Proufoundly humane, this view is also therefore radical. Not like Stalin or Castro, though, for it doesn't ask us to sacrifice ourselves for some ideal. No, what's really radical about this radical view is that it reaches out to help us. It helps us express ourselves, and thus empowers us.

Kaye wants to change the world, but he knows that for the world to change, YOU have to be able to say what you want to say. God knows where that leaves him, but for you the results are all good: this book REALLY does want you to find your voice, and it goes after it with both a teacher's touch and a revolutionary's zeal.

God knows, its helped me.

This is the Writing book you want on your shelf5
When I first got into college, I had absolutely no idea how to
write. I had written papers in high school, yet it had always been an agonizing process. As a result, I dreaded every paper assignment, and put off writing until the last minute. Then, one day, in the midst of such procrastination, I discovered this book on the library's shelf.

Shelved between two books on grammar, this book looked like another long-winded treatise on sentence construction. Yet after opening the book, I was pleasantly surprised.

Sanford Kaye's book, Writing Under Pressure, puts forth an interesting, well thought out strategy for writing papers. Through a case study, and then specific applications, he outlines his strategy in a clear, easily understandable way that is immediately applicable. Yet this is not this book's main strength. Kaye clearly loves writing, and he communicates this in a way that makes the reader feel the same way. Now, this is the book I turn to whenever I feel overwhelmed by a writing task. So if you are looking for a book on writing, or even if you are not, you cannot do better than Sanford Kaye's Writing Under Pressure.

If you can read, you can write . . .5
This book takes the !!ARRGH!! out of writing.
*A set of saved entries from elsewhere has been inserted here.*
PR #688, opened 2019-09-20
Add a document describing the release process.

drwells:
#686 demonstrates that we need to do a better job testing releases: all of the machines I run on have a system copy of HDF5 (or I compile PETSc with HDF5 support), which caused me to miss this configuration bug. To get around this I wrote up a checklist for putting out a release inspired by

https://github.com/dealii/release-papers/blob/master/release-tasks

which will remind us to actually check this configuration at release time.

### DIFF
--- a/doc/release-tasks.md
+++ b/doc/release-tasks.md
@@ -1,0 +1,75 @@
+# IBAMR release tasks
+
+## Summary
+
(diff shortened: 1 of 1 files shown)


drwells:
I am the primary user of this document, so lets merge as-is.

PR #689, opened 2019-09-23
Remove some debugging messages from configure.

drwells:
These are from an m4 macro I modified but did not commit.


drwells:
This is quite minor and only involves calls to `echo` done by configure, so lets merge.

PR #696, opened 2019-09-24
Silence a warning from Intel's compiler.

drwells:
This is something I noticed with @jabrown893 yesterday.


drwells:
This is simple enough (and all the tests pass) that I will merge myself.

Issue #683, opened 2019-09-19
post 681: test for deactivated structures


drwells:
We should add a little test to make sure that deactivated structures don't move once #681 is merged. We don't need anything fancy, just an IB example where one structure is deactivated (and we can compute that its velocity is zero and that the forces are correct).

jabrown893:
Sounds good! I have to grade calc tests this weekend, but I will try to get on this next week.

PR #699, opened 2019-09-25
Create new test with inactivated structure

jabrown893:
This commit should close #681 and #683 by adding a test that checks whether a structure is truly inactivated.


drwells:
This test (correctly) fails without the previous patch and passes on master.

PR #700, opened 2019-09-25
Add restart test

drwells:
It looks like I messed up FEDataManager's restart settings as part of #647. This PR fixes its restart code and also adds some tests that verify we can successfully restart and then compute correct values.


drwells:
Since this PR fixes a rather important regression (and just puts code back where it was in the 0.5.1 release) and I need it to continue work on other stuff I will go ahead and merge myself.

PR #701, opened 2019-09-27
Actually fix the restart test.

drwells:
This should have been committed with the previous PR.


drwells:
I triple-checked that this actually works so I will merge.

PR #1747, opened 2024-08-15
acoustic_streaming/PR3

amneetb:
      changelog entry been added?
      number is incremented.
      GitHub for the pull request?

### DIFF
--- a/ibtk/include/ibtk/KrylovLinearSolverPoissonSolverInterface.h
+++ b/ibtk/include/ibtk/KrylovLinearSolverPoissonSolverInterface.h
@@ -69,6 +69,12 @@ public:
     void setPoissonSpecifications(const SAMRAI::solv::PoissonSpecifications& poisson_spec) override;
 
     /*!
+     * \brief Set the IBTK::ProblemSpecification object used to specify
+     * the coefficients for the scalar-valued or vector-valued Laplace operator.
+     */
+    void setProblemSpecification(const IBTK::ProblemSpecification* problem_spec) override;
+
+    /*!
      * \brief Set the SAMRAI::solv::RobinBcCoefStrategy object used to specify
      * physical boundary conditions.
      *
--- a/ibtk/include/ibtk/GeneralOperator.h
+++ b/ibtk/include/ibtk/GeneralOperator.h
@@ -39,6 +39,11 @@ class SAMRAIVectorReal;
 } // namespace solv
 } // namespace SAMRAI
 
+namespace IBTK
+{
+struct ProblemSpecification;
+} // namespace IBTK
+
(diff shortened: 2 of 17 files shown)


ibtk/include/ibtk/KrylovLinearSolverPoissonSolverInterface.h
```diff
@@ -68,6 +68,12 @@ class KrylovLinearSolverPoissonSolverInterface : public PoissonSolver
      */
     void setPoissonSpecifications(const SAMRAI::solv::PoissonSpecifications& poisson_spec) override;
 
+    /*!
+     * \brief Set the IBTK::ProblemSpecification object used to specify
+     * the coefficients for the scalar-valued or vector-valued Laplace operator.
+     */
+    void setProblemSpecification(const IBTK::ProblemSpecification* problem_spec) override;
```
boyceg, line 75: Here I think you can see the problem with having both `setPoissonSpecifications` and `setProblemSpecification` --- I think we could have one or the other but should not use both in the same interface.

boyceg (changes requested):
There will be some changes needed here based on however #1745 is resolved.

ibtk/include/ibtk/KrylovLinearSolverPoissonSolverInterface.h
amneetb: @boyceg: Based on these three PRs that require setting `ProblemSpecification` which derived class should I delegate `setProblemSpecification()` to?

or are you recommending removing `setPoissonSpecifications` entirely? For the latter would you want to re-design the interfaces properly? I can follow your lead and rebase PR1 (and others) on it.

boyceg:
I think there are basically two different routes:
1. Set up a different class hierarchy for your operator(s) and solver(s) under `LinearOperator` / `LinearSolver` and then set up an independent class for its specifications.
2. Set up a unified problem specifications class with specializations for the current and new operators. In this case, I think that the basic approach would be to move `PoissonSpecifications` from `SAMRAI` into `IBTK`, keeping its current interface for now, and add a new base class that could also be derived for your operator(s) and solver(s). Then your operator(s) and solver(s) could go under, e.g., `LaplaceOperator` and `PoissonSolver`.
The second approach seems like it is probably more work but would reduce the number of different interfaces --- which seems good.
Aaron also works a lot with these kinds interfaces --- @abarret, do you have an opinion?

amneetb:
I like the second approach. If @abarret could put out an interface and change the existing solver and operator infrastructure to use `ProblemSpecification` instead of `PoissonSpecification` that would be really great. This will make our existing solvers much much more general, and this is where we are going. Days of constant coefficient solvers are long gone!

PR #1762, opened 2024-09-07
add an option to skip the velocity solve in the projection preconditioner

boyceg:
If viscosity or time step size is very small, then we can skip solving the velocity block in the projection preconditioner without needing to take many more overall Stokes solver iterations.

      changelog entry been added?
      number is incremented.
      GitHub for the pull request?

### DIFF
--- a/src/navier_stokes/StaggeredStokesProjectionPreconditioner.cpp
+++ b/src/navier_stokes/StaggeredStokesProjectionPreconditioner.cpp
@@ -83,10 +83,13 @@ static Timer* t_deallocate_solver_state;
 
 StaggeredStokesProjectionPreconditioner::StaggeredStokesProjectionPreconditioner(
     const std::string& object_name,
-    Pointer<Database> /*input_db*/,
+    Pointer<Database> input_db,
     const std::string& /*default_options_prefix*/)
-    : StaggeredStokesBlockPreconditioner(/*needs_velocity_solver*/ true,
-                                         /*needs_pressure_solver*/ true)
+    : StaggeredStokesBlockPreconditioner(
+          /*needs_velocity_solver*/ input_db ?
+              (input_db->keyExists("skip_velocity_solve") ? !input_db->getBool("skip_velocity_solve") : true) :
+              true,
+          /*needs_pressure_solver*/ true)
 {
     GeneralSolver::init(object_name, /*homogeneous_bc*/ true);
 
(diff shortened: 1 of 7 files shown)


boyceg:
@drwells, @marshallrdavey, @labdala: I think that this should speed up the heart model. Basic settings are:
```
   stokes_solver_type = "PETSC_KRYLOV_SOLVER"
   stokes_precond_type = "PROJECTION_PRECONDITIONER"
   stokes_solver_db {
      ksp_type = "richardson"  // switch to "fgmres" if it takes more than a couple iterations
   }
   stokes_precond_db {
      skip_velocity_solve = TRUE
   }
```

amneetb:
@boyceg : while you are at solvers, would you want to take a stab at changing the interface from using `PoissonSpecification` to `ProblemSpecification` consistently in the library? Perhaps you can come with a perl script 😀

src/navier_stokes/StaggeredStokesProjectionPreconditioner.cpp
```diff
@@ -215,10 +218,20 @@ StaggeredStokesProjectionPreconditioner::solveSystem(SAMRAIVectorReal<NDIM, doub
...
+    }
+    else
+    {
+        TBOX_ASSERT(!d_U_problem_coefs.cIsZero());
+        d_velocity_data_ops->scale(U_vec->getComponentDescriptorIndex(0),
+                                   1.0 / d_U_problem_coefs.getCConstant(),
+                                   F_U_vec->getComponentDescriptorIndex(0));
+    }
 
     // (2) Solve the pressure sub-problem.
```
amneetb, line 236: @boyceg : are you using a diagonal preconditioning here?

boyceg: Not really, this is just making sure that the the units are correct for evaluating the RHS in the next step.

boyceg: It would be very easy to turn this into a proper diagonal preconditioner in the constant coefficient case by adding an additional term here.

boyceg: It would not be too hard to turn this into a diagonal preconditioner, but it would require looking up the grid spacings etc.

abarret (changes requested):
The option should be specified in the documentation. In particular, it should mention that the viscous term is ignored.

boyceg:
> The option should be specified in the documentation. In particular, it should mention that the viscous term is ignored.

How's this?

abarret (approved):

PR #1763, opened 2024-09-10
enable SAMRAIScopedVectorDuplicate to do type conversions for cell-centered data

boyceg:
@drwells, I am sure that you are going to love this one. 🤣 

      changelog entry been added?
      number is incremented.
      GitHub for the pull request?

### DIFF
--- a/doc/news/changes/major/20240910BoyceGriffith
+++ b/doc/news/changes/major/20240910BoyceGriffith
@@ -1,0 +1,3 @@
+New: initial support to convert types stored in SAMRAIVectorReal objects.
+<br>
+(Boyce Griffith, 2024/09/10)


drwells:
While we definitely need to solve this problem (I did similar things in the redbud project) there is a significant mismatch between 'doing linear algebra and type conversions cleanly' and what SAMRAI expects as a data storage format. I'll find some time this week to sit down and think about it some more.

boyceg:
Templating on the floating point type is not helping things.

I will keep experimenting with multiprecision solvers and can just put stuff together into an integration branch to see if it actually helps with performance. If it doesn't --- probably we should just drop this PR.

boyceg:
@drwells or @abarret, I am doing something dumb, but I cannot figure out how to setup the test outputs. Can you see what I have done and tell me what I should change to fix?

boyceg:
Ah yes, I am a moron. Fixed now.

boyceg:
@drwells & @abarret, this is ready for review if either of you want to take a look at it.

Also fine with me to wait and see if the multiprecision solvers are actually faster before taking any action. I'm hoping to have a prototype going by next week in an effort to speed up @labdala's heart simulations.

drwells:
I think we should do some of those experiments first. If we have a mixed-precision solver set up it may provide a better way to handle these conversions: e.g., it can create the new variables itself instead of relying on those being hard-coded inside this class.

boyceg:
> I think we should do some of those experiments first. If we have a mixed-precision solver set up it may provide a better way to handle these conversions: e.g., it can create the new variables itself instead of relying on those being hard-coded inside this class.

It is working now!!! 😁

PR #1766, opened 2024-09-22
conditionally register force for restart even if it is not being output

boyceg:
      changelog entry been added?
      number is incremented.
      GitHub for the pull request?


boyceg:
@amneetb, this seems to fix the restart error that shows up with `ConstraintIBMethod`.

I am having trouble getting a restart test to work for ConstraintIB. Could you take a look and add a test to this branch?

boyceg:
@drwells / @abarret , I think that the restart logic for the Eulerian force was buggy in the case that the user did not request output. Can you take a look?

amneetb:
> @amneetb, this seems to fix the restart error that shows up with `ConstraintIBMethod`.
> 
> 
> 
> I am having trouble getting a restart test to work for ConstraintIB. Could you take a look and add a test to this branch?

Sure. Will add a test for restart later tonight or tomorrow.

amneetb:
Are there some examples of testing restart capability with attest in the library? 

I am guessing attest needs to run a simulation and then restart it again from a restore point.

boyceg:
> Are there some examples of testing restart capability with attest in the library?
> 
> I am guessing attest needs to run a simulation and then restart it again from a restore point.

Yes --- input files with `restart` in them test restarts.

The thing that I am having trouble with is that the output for the ConstraintIB test seems to depend (in a way that I was having trouble sorting out) on some files that get written during the test.

amneetb:
I see. Can you point me to any one of it in the library? I can follow that to create a test for ConstraintIB.

boyceg:
Sure: `CIB/cib_plate.restart=5.mpirun=4.input`

amneetb:
@boyceg : I added a test file for checking restart. When I do numdiff on local output and output committed to GitHub, it says the files are the same 

```
~/Softwares/NumDiff/bin/numdiff output oscillating_rigid_cylinder.restart=40.output

+++  Files "output" and "oscillating_rigid_cylinder.restart=40.output" are equal
``` 

However, when I use attest for this test, it says DIFF FAILED. Not sure what is going on.  Can you take a look?

boyceg:
Unfortunately this is what I ran into and why I had trouble putting the test together. 😁 

As I mentioned above, it seems like the test program output itself depends on some of the files that are generated by the test, which made it hard for me to get it to generate reproducible output when restarting.

amneetb:
This also did not work with attest. I am not sure what attest is doing or comparing against with restarted runs.

drwells:
How exactly did you generate the new output file? `attest` will do roughly the following in this case:

```
> cd /tmp/testdir
> mpirun -n 4 ./cib_plate ./cib_plate.restart=5.mpirun=4.input
> mpirun -n 4 ./cib_plate ./cib_plate.restart=5.mpirun=4.input ./restart 5
> numdiff output cib_plate.restart=5.output
> cd -
> rm -r /tmp/testdir
```
so you need to generate the output file from the fifth restart for it to match what attest expects.

amneetb:
This test simply copies the content of two text files into `output`; see
https://github.com/IBAMR/IBAMR/blob/master/tests/ConstraintIB/oscillating_rigid_cylinder.cpp#L351-L366

When the simulation is re-run, the behavior is to append data to the text files rather than create a new one (and wiping out the old content). I tried both ways (appended output vs non-appended output from restarted run), but attest still fails.

amneetb:
At least one of them should have worked.

tests/ConstraintIB/oscillating_rigid_cylinder.restart=40.input
```diff
@@ -0,0 +1,340 @@
...
+
+// visualization dump parameters
+   viz_writer            = "VisIt","Silo"
+   viz_dump_interval     = int(0.01 * (1.0/FREQUENCY)/DT  + 0.5)  //zero to turn off
+   viz_dump_dirname      = "viz_cylinder2d"
+   visit_number_procs_per_file = 1
+
+// restart dump parameters
+   restart_interval      = 20                 // zero to turn off
+   restart_write_dirname = "restart_IB2d"
```
drwells, line 277:
```suggestion
   restart_write_dirname = "restart"
```
The test suite requires that this directory always have the same name (`"restart"`)

boyceg:
> @drwells / @abarret , I think that the restart logic for the Eulerian force was buggy in the case that the user did not request output. Can you take a look?

(As a reminder, this is what we are trying to fix here.)

PR #1779, opened 2025-01-20
Fix some out-of-date autotools files.

drwells:
I'll be frank - dealing with two build systems is not a good use of our time anymore. We should either automate this kind of check or delete autotools.

### DIFF
--- a/Makefile.in
+++ b/Makefile.in
@@ -186,8 +186,8 @@ am__DIST_COMMON = $(srcdir)/Makefile.in \
 	$(top_srcdir)/config/install-sh $(top_srcdir)/config/ltmain.sh \
 	$(top_srcdir)/config/make.inc.in $(top_srcdir)/config/missing \
 	config/compile config/config.guess config/config.rpath \
-	config/config.sub config/install-sh config/ltmain.sh \
-	config/missing
+	config/config.sub config/depcomp config/install-sh \
+	config/ltmain.sh config/missing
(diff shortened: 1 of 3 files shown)


boyceg:
I think that getting rid of autotools is OK at this point.

drwells:
I'd like to drop it but that definitely shouldn't happen in this release.

drwells:
I can run CMake with Ninja in 11s on my old desktop, whereas running `./configure` takes 43s. The CMake version contains a lot of extra checks which would be extraordinarily tedious to implement with autotools (i.e., it does a lot more useful work in a lot less time).

boyceg (approved):

boyceg:
> I can run CMake with Ninja in 11s on my old desktop, whereas running `./configure` takes 43s. The CMake version contains a lot of extra checks which would be extraordinarily tedious to implement with autotools (i.e., it does a lot more useful work in a lot less time).

I'm OK with dropping autotools after the next release.

boyceg:
(And I am someone who is still using autotools builds. 😅)

amneetb:
We are also using autotools and would like to continue with them.

drwells:
If we are going to keep it then we need to maintain it - e.g., write checks to prevent the bug on this patch (which can break `master`s compilation). Are you willing to do that or provide other maintenance resources?

drwells:
Wanna approve this one? :)

drwells:
Edit: it was approved already!

PR #1781, opened 2025-01-29
Require libMesh 1.7 or newer.

drwells:
This version has been out for two years - it is time to upgrade.


drwells:
@abarret This is the last non-bookkeeping PR for the release - can you take a look? Once this is in we can collate the changelog and tag a release candidate.

abarret (approved):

Concentrating on academic assignments, the author, who has been there-done that, lets students in on his secrets of how to relax and make ANY subject interesting to the writer - and, therefore, the reader. Writing Under Pressure is clearly written (the author practices what he preaches), but contains enough lightness and human touches to make you forget you're not reading it for pleasure. I would recommend this book to someone who is learning (or re-learning) how to write assigned term papers or essays.